Losing a loved one is probably the hardest thing anyone will go through in their life. It is especially tragic when your loved one was lost in a preventable accident. Not only have you lost your family member, but you also lost the person you depended on for financial support. In a situation like this, you might be wondering if you can bring a lawsuit against the deceased’s employer for wrongful death.
Who can bring a wrongful death suit?
Kentucky law specifies that only the executor of the deceased’s estate can bring a wrongful death suit. Most states have similar rules.
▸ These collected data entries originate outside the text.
PR #3339, opened 2026-05-08
fix Ignored issubclass(categories, enum.Enum) check #3283

### LINKED ISSUE #3283: Ignored `issubclass(categories, enum.Enum)` check
### Describe the Bug

```py
from typing import Iterable
import enum

def main(categories: Iterable[str] | type[enum.Enum]) -> None:
    cached_categories: tuple[str, ...]
    if isinstance(categories, type) and issubclass(categories, enum.Enum):
        cached_categories = tuple(member.value for member in categories)
    else:
        cached_categories = tuple(categories)
```

```console
(scratch) mgorelli@marcoslaptop:~/scratch$ mypy t.py
All checks passed!
(scratch) mgorelli@marcoslaptop:~/scratch$ zuban check t.py
ERROR `tuple[Enum | str, ...]` is not assignable to variable `cached_categories` with type `tuple[str, ...]` [bad-assignment]
 --> t.py:9:29
  |
5 |     cached_categories: tuple[str, ...]
  |                        --------------- declared type
6 |     if isinstance(categories, type) and issubclass(categories, enum.Enum):
7 |         cached_categories = tuple(member.value for member in categories)
8 |     else:
9 |         cached_categories = tuple(categories)
  |                             ^^^^^^^^^^^^^^^^^
  |
 INFO 1 error
```

Spotted in Narwhals

### Sandbox Link

https://pyrefly.org/sandbox/?project=N4IgZglgNgpgziAXKOBDAdgEwEYHsAeAdAA4CeS4ATrgLYAEALqcROgOZ0Q3G6UN0BJBjEqpssADrouPPnRjoArjSlTMMMHRqpWACgDGqYW14R4iQcNHiYAbTgNKAXToAfRszsLlhAKJKaJwBKOgBaAD46ADlcdBhEKTokukN9AAsYTAB9Q2NTc0ZFYlh7RwAaOkIqp0TkiE0IOFYHDH0YAyMYE0ozOAqmYhgQjExOODhFbH0oVHGOvJ74Cu8aPwCghPRk7ZTUdMyczu7eugBeQuL2mhgabBFCADdUKEUYOjBeLRu7yk4t3K6%2BTgQVqSRgUDg8VBO1SGWyAOO8DOF1g80Bi2BIDKIDIlA0UFIhAYtCgFAAxHQAAqkPFgAl0NBYPD4FKxSBsRSiBgQWKEKQUgDKMDeaQYDGIcEQAHopbj8YTeGwpQopZhcPo4FL9GyIByuTz0FL3p9UE9oGJYKz0OzOUYDXRcMRubE4Hz0GQGGlYqEHiImrFkRIQABmQgARgATEGpLYRNRKHAakppNxeMJMKFMBA8fpub7kQByXXoXgwAtSEsMUJ4gCOimzmVCAGsYKRQns2uNCwB3VCUdDl9AgAC%2B2L2eZgADFoDAKIycAQSORh0A

_No response_

asukaminato0721:
# Summary

Fixes #3283

isinstance(x, type) preserves known class-object types so negative issubclass narrowing distributes over union members instead of giving up when the union also contains non-class values.

# Test Plan

add test


NathanTempest (changes requested):
Thanks @asukaminato0721, the core idea is right and the improvements are real (bokeh, hydpy, static-frame, beartype all get FPs removed). But the latest primer run still has two regressions we need to clear before import:

- materialize type[Never] not iterable (mzcompose.py:172) this is the same isinstance(x, type) and issubclass(x, enum.Enum) + iterate-enum pattern your fix targets, so the positive branch is narrowing to type[Never] for some union shapes even though test_isinstance_type_and_issubclass_else passes. Could you add a regression test matching materialize's shape and fix the positive-branch narrowing? The negative-branch code returning Never (from subtract(Enum, Enum)) looks like it may be leaking into the positive branch as type[Never], but worth confirming.

- pydantic Expected class object, got Any (v1/fields.py:637)  isinstance(self.type_: Any, type) no longer yields something usable as a class object. The isinstance-type special-case only matches Type(_) | ClassDef(_), so Any falls through worth checking whether it should produce type[Any].


Once those clear on a fresh primer run I'll import and loop in @rechen / @yangdanny97 for the narrowing review.

PR #4189, opened 2026-07-17
Add test for NotIterable error in starred tuple unpacking (#4189)

anushamukka-dev:
Summary:

The error path in `expr.rs` that reports `Expected an iterable, got ...`
when a non-iterable type is used with star (`*`) unpacking in a tuple
display (e.g. `(*x,)`) carried a `// TODO: missing test` marker and had no
dedicated test coverage.

This adds `test_unpack_starred_not_iterable_in_tuple`, which unpacks an `int`
into a tuple display and expects the `NotIterable` error, and removes the
now-resolved TODO comment.

Differential Revision: D112538198


yangdanny97 (approved):

PR #4191, opened 2026-07-17
Pyrefly: surface secondary annotations as LSP DiagnosticRelatedInformation (#4191)

anushamukka9:
Summary:

Pyrefly attaches secondary annotations to type errors (e.g. labeling both operands of an unsupported binary operation with their types), and these already render in the CLI's source snippets. In the language server, however, `Error::to_diagnostic()` dropped them entirely — a lingering TODO noted that mapping them to `DiagnosticRelatedInformation` required constructing a `Url` from the module path, "which may not always succeed."

Secondary annotations always live in the same file as the primary error, so we can reuse the error's own module path for their locations. This maps each `SecondaryAnnotation` to a `DiagnosticRelatedInformation` — its label becomes the message and `Module::to_lsp_range` converts the span — and populates `Diagnostic::related_information`. LSP clients can now show the extra context (e.g. "has type `int | str`") alongside the diagnostic and let users jump to each labeled span.

`Url::from_file_path` requires an absolute path and can fail; when it does (or when there are no annotations) we leave `related_information` as `None` rather than dropping the diagnostic, so nothing regresses for modules without a materializable on-disk path.

Addresses https://github.com/facebook/pyrefly/issues/105

Differential Revision: D111240436

### DIFF
--- a/pyrefly/lib/error/error.rs
+++ b/pyrefly/lib/error/error.rs
@@ -14,7 +14,9 @@ use std::path::Path;
 use itertools::Itertools;
 use lsp_types::CodeDescription;
 use lsp_types::Diagnostic;
+use lsp_types::DiagnosticRelatedInformation;
 use lsp_types::DiagnosticTag;
+use lsp_types::Location;
 use lsp_types::Url;
 use pyrefly_python::ignore::Tool;
 use pyrefly_python::module::Module;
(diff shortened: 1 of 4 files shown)


kinto0:
cool! looks like there's still a windows test failing. do you have any screenshots of how it looks in the IDE?

kinto0:
is this ready for review? looks like it's a draft on phabricator

anushamukka-dev:
My apologies - auto publish didn't work for some reason, checking the reason now, will publish soon! @kinto0

anushamukka-dev:
updated and waiting for review - D111240436

rchen152:
FYI - I think there's a typo in the PR description. It points to issue #105, which is already closed.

The executor brings the suit for the benefit of the family of the deceased, beginning with the widow and children.
In other words, if the executor is successful in their suit, the widow and children of the deceased will receive the money first. If the deceased didn’t have a spouse or children, then the recovery will go to their parents. If there are no living parents, then the recovery will go into the deceased’s estate.
What does a wrongful death suit entail?
In order to be successful in a wrongful death suit, the estate’s attorney will have to prove that the deceased’s employer was negligent, and that the negligence caused the deceased’s death.
Being a longshoreman is a dangerous job, and many things could go wrong. Your loved one was likely working with dangerous equipment, driving vehicles and moving heavy crates.
But if your loved one’s employer wasn’t taking reasonable precautions to create a safe work environment, and your loved one was killed as a result, then there’s a good chance that you might be able to win a wrongful death suit.
Nothing will ever be able to make up for the pain of losing a loved one. But a wrongful death suit might be able to help you get back on your feet financially and start to rebuild your life.